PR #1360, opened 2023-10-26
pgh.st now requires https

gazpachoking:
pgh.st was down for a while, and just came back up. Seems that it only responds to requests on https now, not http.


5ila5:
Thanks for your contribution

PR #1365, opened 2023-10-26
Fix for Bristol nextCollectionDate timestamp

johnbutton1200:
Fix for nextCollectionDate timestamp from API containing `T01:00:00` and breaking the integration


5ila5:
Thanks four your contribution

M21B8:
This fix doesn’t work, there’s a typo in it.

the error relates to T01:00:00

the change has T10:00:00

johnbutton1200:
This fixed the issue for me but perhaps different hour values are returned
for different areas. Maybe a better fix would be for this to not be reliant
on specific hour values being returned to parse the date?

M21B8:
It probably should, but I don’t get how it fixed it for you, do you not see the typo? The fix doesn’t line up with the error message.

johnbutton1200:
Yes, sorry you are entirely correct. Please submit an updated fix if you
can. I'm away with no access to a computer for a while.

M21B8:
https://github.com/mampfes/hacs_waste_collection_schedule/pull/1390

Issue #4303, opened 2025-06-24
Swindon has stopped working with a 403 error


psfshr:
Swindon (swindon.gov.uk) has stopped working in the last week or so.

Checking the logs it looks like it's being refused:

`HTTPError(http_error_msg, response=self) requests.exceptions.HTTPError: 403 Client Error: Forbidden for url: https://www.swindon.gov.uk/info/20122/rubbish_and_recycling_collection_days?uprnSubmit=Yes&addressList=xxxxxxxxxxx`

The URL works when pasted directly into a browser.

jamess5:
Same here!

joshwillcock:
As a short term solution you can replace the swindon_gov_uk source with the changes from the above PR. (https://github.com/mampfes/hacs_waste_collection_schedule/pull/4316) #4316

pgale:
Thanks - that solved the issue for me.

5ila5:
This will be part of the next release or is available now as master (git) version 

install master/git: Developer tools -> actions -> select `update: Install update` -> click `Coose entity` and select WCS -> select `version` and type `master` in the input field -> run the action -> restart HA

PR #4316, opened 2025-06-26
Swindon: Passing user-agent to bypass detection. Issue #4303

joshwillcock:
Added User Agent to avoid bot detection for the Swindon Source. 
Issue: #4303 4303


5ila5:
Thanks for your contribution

* Task description
Where a line of the listing holds the string "requests", copy that line.

* Solved exercise
pgh.st was down for a while, and just came back up. Seems that it only responds to requests on https now, not http.
`HTTPError(http_error_msg, response=self) requests.exceptions.HTTPError: 403 Client Error: Forbidden for url: https://www.swindon.gov.uk/info/20122/rubbish_and_recycling_collection_days?uprnSubmit=Yes&addressList=xxxxxxxxxxx`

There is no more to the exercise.